*** Task material Section Begins ***

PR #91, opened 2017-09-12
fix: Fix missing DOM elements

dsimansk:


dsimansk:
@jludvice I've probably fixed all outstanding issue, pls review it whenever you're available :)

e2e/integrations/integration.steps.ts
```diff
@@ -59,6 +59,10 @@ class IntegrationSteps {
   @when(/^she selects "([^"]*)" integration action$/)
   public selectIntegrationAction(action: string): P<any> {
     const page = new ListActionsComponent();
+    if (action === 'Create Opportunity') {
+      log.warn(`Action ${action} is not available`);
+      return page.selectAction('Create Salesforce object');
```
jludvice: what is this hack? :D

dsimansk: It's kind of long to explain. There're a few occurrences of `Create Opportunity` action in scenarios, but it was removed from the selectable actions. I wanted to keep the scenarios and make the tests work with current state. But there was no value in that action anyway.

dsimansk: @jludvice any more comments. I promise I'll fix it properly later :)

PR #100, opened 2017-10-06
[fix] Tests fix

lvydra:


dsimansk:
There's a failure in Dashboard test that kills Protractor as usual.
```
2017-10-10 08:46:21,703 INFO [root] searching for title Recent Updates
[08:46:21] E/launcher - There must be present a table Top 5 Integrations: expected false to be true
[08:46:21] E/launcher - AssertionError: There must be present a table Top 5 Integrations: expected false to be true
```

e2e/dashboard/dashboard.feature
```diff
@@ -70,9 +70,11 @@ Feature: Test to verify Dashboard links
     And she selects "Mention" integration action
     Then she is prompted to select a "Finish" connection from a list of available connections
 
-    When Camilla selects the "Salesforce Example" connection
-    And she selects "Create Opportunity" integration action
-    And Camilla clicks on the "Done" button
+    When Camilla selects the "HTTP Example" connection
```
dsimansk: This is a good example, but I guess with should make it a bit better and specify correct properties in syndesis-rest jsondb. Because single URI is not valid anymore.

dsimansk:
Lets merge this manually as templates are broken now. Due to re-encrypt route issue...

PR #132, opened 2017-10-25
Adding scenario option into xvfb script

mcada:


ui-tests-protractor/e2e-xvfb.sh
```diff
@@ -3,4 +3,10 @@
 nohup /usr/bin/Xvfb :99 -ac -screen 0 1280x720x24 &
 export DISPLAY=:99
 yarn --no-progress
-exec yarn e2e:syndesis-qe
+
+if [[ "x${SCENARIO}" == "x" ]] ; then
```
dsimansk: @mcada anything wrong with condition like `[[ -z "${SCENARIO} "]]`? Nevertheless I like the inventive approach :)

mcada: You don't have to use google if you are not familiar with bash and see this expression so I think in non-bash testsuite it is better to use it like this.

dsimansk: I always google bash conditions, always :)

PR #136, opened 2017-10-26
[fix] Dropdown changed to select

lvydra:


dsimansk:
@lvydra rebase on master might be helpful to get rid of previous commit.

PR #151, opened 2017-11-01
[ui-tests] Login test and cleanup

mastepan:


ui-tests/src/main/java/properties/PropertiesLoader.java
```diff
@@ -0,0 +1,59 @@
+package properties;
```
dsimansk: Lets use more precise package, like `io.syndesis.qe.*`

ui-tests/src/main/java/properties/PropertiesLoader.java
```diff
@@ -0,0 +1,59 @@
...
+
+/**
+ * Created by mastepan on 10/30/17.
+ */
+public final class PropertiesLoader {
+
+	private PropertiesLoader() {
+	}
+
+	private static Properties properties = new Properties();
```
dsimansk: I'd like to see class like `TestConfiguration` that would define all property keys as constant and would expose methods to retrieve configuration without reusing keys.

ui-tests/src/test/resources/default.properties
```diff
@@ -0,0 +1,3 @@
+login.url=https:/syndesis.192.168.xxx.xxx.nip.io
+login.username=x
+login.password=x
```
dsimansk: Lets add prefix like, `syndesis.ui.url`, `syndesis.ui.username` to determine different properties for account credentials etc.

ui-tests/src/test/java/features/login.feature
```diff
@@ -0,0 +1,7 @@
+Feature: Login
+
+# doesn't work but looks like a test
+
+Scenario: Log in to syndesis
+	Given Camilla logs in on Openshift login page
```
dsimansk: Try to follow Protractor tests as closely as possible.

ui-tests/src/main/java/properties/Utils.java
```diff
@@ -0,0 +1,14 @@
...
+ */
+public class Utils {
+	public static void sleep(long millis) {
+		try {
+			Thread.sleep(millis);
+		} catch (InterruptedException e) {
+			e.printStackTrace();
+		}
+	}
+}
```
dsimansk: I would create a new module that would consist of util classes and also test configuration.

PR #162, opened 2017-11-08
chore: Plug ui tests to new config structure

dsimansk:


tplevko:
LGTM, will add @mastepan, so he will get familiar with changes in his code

*** Task material Section Ends ***
*** Task material Section Begins ***

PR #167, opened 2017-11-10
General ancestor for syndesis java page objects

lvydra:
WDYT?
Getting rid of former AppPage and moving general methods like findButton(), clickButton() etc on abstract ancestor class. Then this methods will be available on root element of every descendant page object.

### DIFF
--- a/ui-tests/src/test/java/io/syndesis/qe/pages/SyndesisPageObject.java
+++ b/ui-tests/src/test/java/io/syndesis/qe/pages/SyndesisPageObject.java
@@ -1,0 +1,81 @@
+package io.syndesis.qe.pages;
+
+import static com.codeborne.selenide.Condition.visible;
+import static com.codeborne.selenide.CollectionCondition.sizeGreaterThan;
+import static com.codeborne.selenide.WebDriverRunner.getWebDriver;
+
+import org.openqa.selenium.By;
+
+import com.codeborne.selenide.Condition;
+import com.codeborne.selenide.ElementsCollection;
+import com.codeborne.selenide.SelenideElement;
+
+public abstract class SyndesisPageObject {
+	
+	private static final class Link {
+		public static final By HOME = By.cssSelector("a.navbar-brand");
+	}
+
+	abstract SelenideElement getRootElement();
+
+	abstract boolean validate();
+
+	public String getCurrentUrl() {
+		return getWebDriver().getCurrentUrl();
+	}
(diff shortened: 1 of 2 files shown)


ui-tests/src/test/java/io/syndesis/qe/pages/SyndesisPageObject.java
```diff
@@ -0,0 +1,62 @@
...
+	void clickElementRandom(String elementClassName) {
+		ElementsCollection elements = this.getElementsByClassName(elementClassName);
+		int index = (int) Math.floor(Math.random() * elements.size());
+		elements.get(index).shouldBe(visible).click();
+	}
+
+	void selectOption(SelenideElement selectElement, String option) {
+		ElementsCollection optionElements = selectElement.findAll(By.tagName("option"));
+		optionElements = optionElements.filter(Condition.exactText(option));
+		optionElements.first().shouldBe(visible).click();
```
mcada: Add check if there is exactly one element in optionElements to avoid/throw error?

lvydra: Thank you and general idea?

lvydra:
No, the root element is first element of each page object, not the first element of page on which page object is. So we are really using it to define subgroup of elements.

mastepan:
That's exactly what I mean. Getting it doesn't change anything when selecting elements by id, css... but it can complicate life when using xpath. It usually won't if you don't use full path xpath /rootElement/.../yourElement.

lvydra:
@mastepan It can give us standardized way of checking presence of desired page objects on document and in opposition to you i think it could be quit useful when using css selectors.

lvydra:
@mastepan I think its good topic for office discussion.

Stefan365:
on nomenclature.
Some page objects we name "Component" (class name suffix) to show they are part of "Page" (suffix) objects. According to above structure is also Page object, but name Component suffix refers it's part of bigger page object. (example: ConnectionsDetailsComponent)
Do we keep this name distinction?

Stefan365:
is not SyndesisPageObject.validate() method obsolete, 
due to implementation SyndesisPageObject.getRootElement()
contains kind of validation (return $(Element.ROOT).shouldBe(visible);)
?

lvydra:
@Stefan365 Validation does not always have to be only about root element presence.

*** Task material Section Ends ***
*** Task material Section Begins ***

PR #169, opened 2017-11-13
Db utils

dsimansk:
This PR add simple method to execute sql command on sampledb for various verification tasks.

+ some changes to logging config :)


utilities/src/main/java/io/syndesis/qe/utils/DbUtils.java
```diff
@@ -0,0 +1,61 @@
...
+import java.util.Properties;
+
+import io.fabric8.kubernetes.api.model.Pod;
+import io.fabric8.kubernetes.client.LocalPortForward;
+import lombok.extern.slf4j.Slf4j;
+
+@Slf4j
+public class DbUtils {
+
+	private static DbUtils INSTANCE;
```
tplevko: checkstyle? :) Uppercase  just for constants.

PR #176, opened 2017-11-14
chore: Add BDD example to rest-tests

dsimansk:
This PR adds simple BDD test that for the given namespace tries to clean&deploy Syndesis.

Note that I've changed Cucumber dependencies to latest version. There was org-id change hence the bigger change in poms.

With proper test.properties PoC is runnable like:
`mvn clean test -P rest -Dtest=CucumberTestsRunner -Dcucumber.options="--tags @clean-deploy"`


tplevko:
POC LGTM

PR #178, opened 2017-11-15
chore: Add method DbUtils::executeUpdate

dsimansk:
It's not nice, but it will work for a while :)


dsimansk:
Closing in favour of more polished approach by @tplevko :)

*** Task material Section Ends ***

*How to complete this task:* Give only the lines from the one holding "dsimansk: Lets use" through the one holding "LGTM, will add", each restated exactly as it appears above.

*Solution:*
dsimansk: Lets use more precise package, like `io.syndesis.qe.*`

ui-tests/src/main/java/properties/PropertiesLoader.java
```diff
@@ -0,0 +1,59 @@
...
+
+/**
+ * Created by mastepan on 10/30/17.
+ */
+public final class PropertiesLoader {
+
+	private PropertiesLoader() {
+	}
+
+	private static Properties properties = new Properties();
```
dsimansk: I'd like to see class like `TestConfiguration` that would define all property keys as constant and would expose methods to retrieve configuration without reusing keys.

ui-tests/src/test/resources/default.properties
```diff
@@ -0,0 +1,3 @@
+login.url=https:/syndesis.192.168.xxx.xxx.nip.io
+login.username=x
+login.password=x
```
dsimansk: Lets add prefix like, `syndesis.ui.url`, `syndesis.ui.username` to determine different properties for account credentials etc.

ui-tests/src/test/java/features/login.feature
```diff
@@ -0,0 +1,7 @@
+Feature: Login
+
+# doesn't work but looks like a test
+
+Scenario: Log in to syndesis
+	Given Camilla logs in on Openshift login page
```
dsimansk: Try to follow Protractor tests as closely as possible.

ui-tests/src/main/java/properties/Utils.java
```diff
@@ -0,0 +1,14 @@
...
+ */
+public class Utils {
+	public static void sleep(long millis) {
+		try {
+			Thread.sleep(millis);
+		} catch (InterruptedException e) {
+			e.printStackTrace();
+		}
+	}
+}
```
dsimansk: I would create a new module that would consist of util classes and also test configuration.

PR #162, opened 2017-11-08
chore: Plug ui tests to new config structure

dsimansk:


tplevko:
LGTM, will add @mastepan, so he will get familiar with changes in his code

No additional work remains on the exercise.